• Work to complete
Write out the full listing exactly as it appears below.

• Extracted records
┄┄┄┄┄┄┄┄┄┄

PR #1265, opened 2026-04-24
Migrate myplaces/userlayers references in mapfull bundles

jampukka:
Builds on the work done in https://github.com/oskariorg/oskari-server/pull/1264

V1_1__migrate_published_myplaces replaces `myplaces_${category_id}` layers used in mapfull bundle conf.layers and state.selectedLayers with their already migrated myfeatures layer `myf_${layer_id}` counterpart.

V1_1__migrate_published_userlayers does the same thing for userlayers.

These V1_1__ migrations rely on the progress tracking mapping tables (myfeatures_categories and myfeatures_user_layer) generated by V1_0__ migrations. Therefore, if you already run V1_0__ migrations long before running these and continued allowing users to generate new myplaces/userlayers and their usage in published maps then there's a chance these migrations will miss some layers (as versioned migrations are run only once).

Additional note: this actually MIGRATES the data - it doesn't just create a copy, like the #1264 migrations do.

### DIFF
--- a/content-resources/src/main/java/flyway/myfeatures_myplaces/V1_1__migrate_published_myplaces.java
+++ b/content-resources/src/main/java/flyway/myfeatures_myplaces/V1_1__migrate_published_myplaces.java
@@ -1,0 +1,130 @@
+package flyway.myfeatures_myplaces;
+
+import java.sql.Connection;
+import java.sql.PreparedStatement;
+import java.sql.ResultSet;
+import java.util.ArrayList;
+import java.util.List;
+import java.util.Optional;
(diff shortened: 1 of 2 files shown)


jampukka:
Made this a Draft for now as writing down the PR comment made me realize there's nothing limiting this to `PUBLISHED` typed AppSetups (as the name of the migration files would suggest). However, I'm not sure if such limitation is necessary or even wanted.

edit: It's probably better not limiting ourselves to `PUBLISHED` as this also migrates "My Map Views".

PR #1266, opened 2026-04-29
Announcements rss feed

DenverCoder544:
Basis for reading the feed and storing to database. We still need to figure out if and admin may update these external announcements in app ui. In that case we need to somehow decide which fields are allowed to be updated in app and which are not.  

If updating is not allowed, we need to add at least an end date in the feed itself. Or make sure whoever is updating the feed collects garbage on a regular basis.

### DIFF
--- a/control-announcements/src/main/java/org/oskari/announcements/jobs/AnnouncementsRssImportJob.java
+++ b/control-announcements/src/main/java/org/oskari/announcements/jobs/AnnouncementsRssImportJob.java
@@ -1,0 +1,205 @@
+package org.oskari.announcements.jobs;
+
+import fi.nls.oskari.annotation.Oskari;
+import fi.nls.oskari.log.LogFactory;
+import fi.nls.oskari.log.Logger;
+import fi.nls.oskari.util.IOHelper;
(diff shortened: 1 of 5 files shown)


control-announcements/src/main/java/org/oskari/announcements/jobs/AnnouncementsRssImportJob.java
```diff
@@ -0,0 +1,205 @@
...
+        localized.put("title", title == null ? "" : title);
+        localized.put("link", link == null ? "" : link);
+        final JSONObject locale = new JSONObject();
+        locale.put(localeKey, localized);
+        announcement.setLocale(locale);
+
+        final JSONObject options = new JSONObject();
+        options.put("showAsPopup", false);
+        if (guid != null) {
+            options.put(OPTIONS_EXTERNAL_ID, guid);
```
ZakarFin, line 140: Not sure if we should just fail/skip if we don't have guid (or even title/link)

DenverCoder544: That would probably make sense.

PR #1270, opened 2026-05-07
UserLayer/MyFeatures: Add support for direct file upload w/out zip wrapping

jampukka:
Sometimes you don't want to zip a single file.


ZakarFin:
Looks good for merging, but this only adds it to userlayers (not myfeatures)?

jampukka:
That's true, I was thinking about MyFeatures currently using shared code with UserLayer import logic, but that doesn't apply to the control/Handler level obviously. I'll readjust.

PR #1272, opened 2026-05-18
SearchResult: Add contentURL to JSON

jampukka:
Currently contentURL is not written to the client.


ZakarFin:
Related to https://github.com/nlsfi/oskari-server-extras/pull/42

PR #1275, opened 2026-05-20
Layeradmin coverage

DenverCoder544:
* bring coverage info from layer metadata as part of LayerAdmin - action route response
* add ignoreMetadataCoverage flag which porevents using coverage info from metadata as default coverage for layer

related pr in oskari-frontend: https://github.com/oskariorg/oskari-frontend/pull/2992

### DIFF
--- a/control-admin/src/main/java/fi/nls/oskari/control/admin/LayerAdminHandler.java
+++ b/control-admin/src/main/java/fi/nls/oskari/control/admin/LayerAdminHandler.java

┄┄┄┄┄┄┄┄┄┄

• Written solution
PR #1265, opened 2026-04-24
Migrate myplaces/userlayers references in mapfull bundles

jampukka:
Builds on the work done in https://github.com/oskariorg/oskari-server/pull/1264

V1_1__migrate_published_myplaces replaces `myplaces_${category_id}` layers used in mapfull bundle conf.layers and state.selectedLayers with their already migrated myfeatures layer `myf_${layer_id}` counterpart.

V1_1__migrate_published_userlayers does the same thing for userlayers.

These V1_1__ migrations rely on the progress tracking mapping tables (myfeatures_categories and myfeatures_user_layer) generated by V1_0__ migrations. Therefore, if you already run V1_0__ migrations long before running these and continued allowing users to generate new myplaces/userlayers and their usage in published maps then there's a chance these migrations will miss some layers (as versioned migrations are run only once).

Additional note: this actually MIGRATES the data - it doesn't just create a copy, like the #1264 migrations do.

### DIFF
--- a/content-resources/src/main/java/flyway/myfeatures_myplaces/V1_1__migrate_published_myplaces.java
+++ b/content-resources/src/main/java/flyway/myfeatures_myplaces/V1_1__migrate_published_myplaces.java
@@ -1,0 +1,130 @@
+package flyway.myfeatures_myplaces;
+
+import java.sql.Connection;
+import java.sql.PreparedStatement;
+import java.sql.ResultSet;
+import java.util.ArrayList;
+import java.util.List;
+import java.util.Optional;
(diff shortened: 1 of 2 files shown)


jampukka:
Made this a Draft for now as writing down the PR comment made me realize there's nothing limiting this to `PUBLISHED` typed AppSetups (as the name of the migration files would suggest). However, I'm not sure if such limitation is necessary or even wanted.

edit: It's probably better not limiting ourselves to `PUBLISHED` as this also migrates "My Map Views".

PR #1266, opened 2026-04-29
Announcements rss feed

DenverCoder544:
Basis for reading the feed and storing to database. We still need to figure out if and admin may update these external announcements in app ui. In that case we need to somehow decide which fields are allowed to be updated in app and which are not.  

If updating is not allowed, we need to add at least an end date in the feed itself. Or make sure whoever is updating the feed collects garbage on a regular basis.

### DIFF
--- a/control-announcements/src/main/java/org/oskari/announcements/jobs/AnnouncementsRssImportJob.java
+++ b/control-announcements/src/main/java/org/oskari/announcements/jobs/AnnouncementsRssImportJob.java
@@ -1,0 +1,205 @@
+package org.oskari.announcements.jobs;
+
+import fi.nls.oskari.annotation.Oskari;
+import fi.nls.oskari.log.LogFactory;
+import fi.nls.oskari.log.Logger;
+import fi.nls.oskari.util.IOHelper;
(diff shortened: 1 of 5 files shown)


control-announcements/src/main/java/org/oskari/announcements/jobs/AnnouncementsRssImportJob.java
```diff
@@ -0,0 +1,205 @@
...
+        localized.put("title", title == null ? "" : title);
+        localized.put("link", link == null ? "" : link);
+        final JSONObject locale = new JSONObject();
+        locale.put(localeKey, localized);
+        announcement.setLocale(locale);
+
+        final JSONObject options = new JSONObject();
+        options.put("showAsPopup", false);
+        if (guid != null) {
+            options.put(OPTIONS_EXTERNAL_ID, guid);
```
ZakarFin, line 140: Not sure if we should just fail/skip if we don't have guid (or even title/link)

DenverCoder544: That would probably make sense.

PR #1270, opened 2026-05-07
UserLayer/MyFeatures: Add support for direct file upload w/out zip wrapping

jampukka:
Sometimes you don't want to zip a single file.


ZakarFin:
Looks good for merging, but this only adds it to userlayers (not myfeatures)?

jampukka:
That's true, I was thinking about MyFeatures currently using shared code with UserLayer import logic, but that doesn't apply to the control/Handler level obviously. I'll readjust.

PR #1272, opened 2026-05-18
SearchResult: Add contentURL to JSON

jampukka:
Currently contentURL is not written to the client.


ZakarFin:
Related to https://github.com/nlsfi/oskari-server-extras/pull/42

PR #1275, opened 2026-05-20
Layeradmin coverage

DenverCoder544:
* bring coverage info from layer metadata as part of LayerAdmin - action route response
* add ignoreMetadataCoverage flag which porevents using coverage info from metadata as default coverage for layer

related pr in oskari-frontend: https://github.com/oskariorg/oskari-frontend/pull/2992

### DIFF
--- a/control-admin/src/main/java/fi/nls/oskari/control/admin/LayerAdminHandler.java
+++ b/control-admin/src/main/java/fi/nls/oskari/control/admin/LayerAdminHandler.java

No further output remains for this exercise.